### PROBLEM STATEMENT
Send back every record exactly.

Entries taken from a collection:
>>>
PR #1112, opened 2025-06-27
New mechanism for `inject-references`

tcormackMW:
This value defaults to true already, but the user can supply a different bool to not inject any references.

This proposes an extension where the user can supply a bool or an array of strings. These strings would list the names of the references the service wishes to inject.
<<<
### WRITTEN SOLUTION
PR #1112, opened 2025-06-27
New mechanism for `inject-references`

tcormackMW:
This value defaults to true already, but the user can supply a different bool to not inject any references.

This proposes an extension where the user can supply a bool or an array of strings. These strings would list the names of the references the service wishes to inject.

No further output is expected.